Activity: Output exactly the lines from the one containing "DS-Minetest: Afaik, it's" to the last line of the material, inclusive, and nothing more.

Material shown:
▽

PR #383, opened 2017-10-29
FPGA: overheat

### LINKED ISSUE #320: FPGA: Doesn't overheat
Even if I connect two pins and set one to be the inverse of the other, the FPGA won't overheat and instead just sits there oscillating (and making the server lag a bit).

DS-Minetest:
Fixes #320.

### DIFF
--- a/mesecons_fpga/init.lua
+++ b/mesecons_fpga/init.lua
@@ -72,7 +72,7 @@ plg.register_nodes({
 	sunlight_propagates = true,
 	paramtype = "light",
 	walkable = true,
-	groups = {dig_immediate = 2, mesecon = 3},
+	groups = {dig_immediate = 2, mesecon = 3, overheat = 1},
 	drop = "mesecons_fpga:fpga0000",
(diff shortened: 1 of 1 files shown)


mesecons_fpga/init.lua
```diff
@@ -309,6 +309,10 @@ plg.update = function(pos)
 	local meta = minetest.get_meta(pos)
 	if meta:get_int("valid") ~= 1 then
 		return
+	elseif mesecon.do_overheat(pos) then
```
sfan5: how expensive is this function?

DS-Minetest: Afaik, it's cheap. And luacontroller and gates use it, too.
https://github.com/minetest-mods/mesecons/blob/f78937b351d42c04bb2f07ca4a365d456289f30e/mesecons/services.lua#L85L95

sfan5:
db39eef2f6583c91d3d2c8823eaa1b627110980d

PR #384, opened 2017-10-29
gates: update wires after overheat

DS-Minetest:


numberZero:
Sorry for long wait, but I’m just not sure should it work this way. If a gate overheats, it leaves a circuit broken. Why should wires be updated to a “proper” state in such event?

numberZero:
No support from anyone, including the author.

Also note that updating wires might break them if the configuration is fragile (i.e. using special wires/states, like button’s receiver). Would that be a bug or a feature, well... dunno. I’d rather not do that.

DS-Minetest:
I think, you're right, not updated wires shouldn't be seen as buggy.

PR #386, opened 2017-10-29
make is_ground_content to false

### LINKED ISSUE #295: Mesecons nodes can be destroyed by cave generator
I noticed that many Mesecons nodes do not have `is_ground_content = false` set (default is `true`). This means, all those nodes are possible victims for the cave generator.
Please add `is_ground_content = false` to all nodes.

DS-Minetest:
Fixes #295.


numberZero:
`is_ground_content` defaults to false.

sfan5:
[it doesn't](https://github.com/minetest/minetest/blob/master/doc/lua_api.txt#L4524)

numberZero:
@sfan5 https://github.com/minetest/minetest/blob/master/src/nodedef.cpp#L356

sfan5:
@numberZero https://github.com/minetest/minetest/blob/master/builtin/game/item.lua#L689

△

Response box:
DS-Minetest: Afaik, it's cheap. And luacontroller and gates use it, too.
https://github.com/minetest-mods/mesecons/blob/f78937b351d42c04bb2f07ca4a365d456289f30e/mesecons/services.lua#L85L95

sfan5:
db39eef2f6583c91d3d2c8823eaa1b627110980d

PR #384, opened 2017-10-29
gates: update wires after overheat

DS-Minetest:


numberZero:
Sorry for long wait, but I’m just not sure should it work this way. If a gate overheats, it leaves a circuit broken. Why should wires be updated to a “proper” state in such event?

numberZero:
No support from anyone, including the author.

Also note that updating wires might break them if the configuration is fragile (i.e. using special wires/states, like button’s receiver). Would that be a bug or a feature, well... dunno. I’d rather not do that.

DS-Minetest:
I think, you're right, not updated wires shouldn't be seen as buggy.

PR #386, opened 2017-10-29
make is_ground_content to false

### LINKED ISSUE #295: Mesecons nodes can be destroyed by cave generator
I noticed that many Mesecons nodes do not have `is_ground_content = false` set (default is `true`). This means, all those nodes are possible victims for the cave generator.
Please add `is_ground_content = false` to all nodes.

DS-Minetest:
Fixes #295.


numberZero:
`is_ground_content` defaults to false.

sfan5:
[it doesn't](https://github.com/minetest/minetest/blob/master/doc/lua_api.txt#L4524)

numberZero:
@sfan5 https://github.com/minetest/minetest/blob/master/src/nodedef.cpp#L356

sfan5:
@numberZero https://github.com/minetest/minetest/blob/master/builtin/game/item.lua#L689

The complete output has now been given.